The proportion of hospitals that set their cash price below their median commercial negotiated price ranged from 38.4% for liver tests to 68.5% for C-section deliveries, according to an analysis of 922 hospitals’ rates for what CMS calls “shoppable” services. Hospitals were less likely to disclose the prices of more expensive services, the study published in the Journal of the American Medical Association Network Open found.

The findings surprised researches, who expected commercially negotiated rates to be lower because an individual has less bargaining power than insurers.

“This tells us there is some inefficiency in the commercial insurance purchasing process,” said Ge Bai, an accounting professor at Johns Hopkins University and co-author of the study, adding that administrative costs are baked into the negotiated price. “I’m always skeptical of arguments that insurers’ interest is aligned with patients and payers—they have no fiduciary responsibility to best serve patients.”

The approximately 26 million Americans without insurance typically pay a cash rate that hospitals unilaterally set. Hospitals would often set those prices based on their chargemaster, which list highly inflated “gross charges” for procedures. Those documents remained hidden from the public until the price transparency mandate went into effect Jan. 1.

In addition to publishing their chargemaster, hospitals were required to post machine-readable files of the rates for 300 “shoppable services” they negotiate with payers and discounted cash prices, which the Centers for Medicare and Medicaid Services hopes will curb higher-than-average prices.

But compliance has been spotty—only 922 of the 5,359 hospitals reviewed by Turquoise Health had posted their cash price and negotiated commercial price for 70 basic services, according to the study. Some hospitals will opt to pay the fine, which can be as high as $2 million per year, rather than disclose their pricing data.

“The more expensive the hospital service, the more they didn’t want to publicize the prices,” said John (Xuefeng) Jiang, an accounting professor at Michigan State University and lead author of the study.

More Americans are circumventing their insurance at the pharmacy counter, although the practice is seemingly less common at hospitals. Nearly half of the workforce was enrolled in a high-deductible health plan in 2020, according to Kaiser Family Foundation data, which means they would pay out of pocket for prescriptions or procedures until they reached their deductible.

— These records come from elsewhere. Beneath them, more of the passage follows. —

PR #257, opened 2023-03-01
feat: expanding complex text area.

connorhaugh:
Prototype. This doesn't re-render the editor on blur, it simply hides it.


rayzhou-bit (changes requested):
I'm testing this in gallery view (as devstack is not working once again), so let me know if you're not seeing this on your end.

Issues:
- toolbar only seems to show when on a newline or when text is selected
- when adding images or other things like emojis/symbols/tables, they appear at the start of the textarea regardless of current cursor position
- selecting text and applying formatting does not work (code block does though)
- undo/redo doesn't work when you switch between different inline tinyMCEs. not sure if this is just a limitation of multiple tinyMCEs though.

QoL:
- it would be nice if toolbar appeared in a static place rather than following cursor similar to the demo shown here: https://www.tiny.cloud/docs/general-configuration-guide/use-tinymce-inline/

KristinAoki:
> * undo/redo doesn't work when you switch between different inline tinyMCEs. not sure if this is just a limitation of multiple tinyMCEs though.

this is expected because the redux is being updated `onBlur` so the editor doesn't recognize the previous changes when the editor was in focus.

KristinAoki:
> * toolbar only seems to show when on a newline or when text is selected
> QoL:
> 
> * it would be nice if toolbar appeared in a static place rather than following cursor similar to the demo shown here: https://www.tiny.cloud/docs/general-configuration-guide/use-tinymce-inline/

I talked with Jon about this and he preferred that the toolbar follows the cursor rather than having it in a fixed position outside of the editor.

rayzhou-bit (changes requested):
The formatting looks good now.
I'm still seeing an issue with adding images. Sometimes it'll add at cursor location, sometimes it won't.

Steps for when image does add at cursor location:
1. Type a couple lines of text.
2. Move cursor to a separate tinyMCE instance.
3. Move cursor back to the first tinyMCE instance.
4. Add the image.

When I directly try to add an image without doing the above steps, the image adds at the beginning of the textarea.

rayzhou-bit (approved):
This looks great!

If more patients take the discounted cash price, that could incentivize insurers to negotiate better deals with providers, Bai said. Policymakers can encourage patients to pay directly for routine services and subsidize health savings accounts for the economically disadvantaged, she said.

“These services have huge variations in price—that tells us competition is limited,” Bai said.

Commercial prices for procedures vary wildly between hospitals, or even between payer types at the same hospital. C-section prices across one large California health system’s hospital network ranged from $7,634 to $70,553, data from the Health Care Cost Institute shows.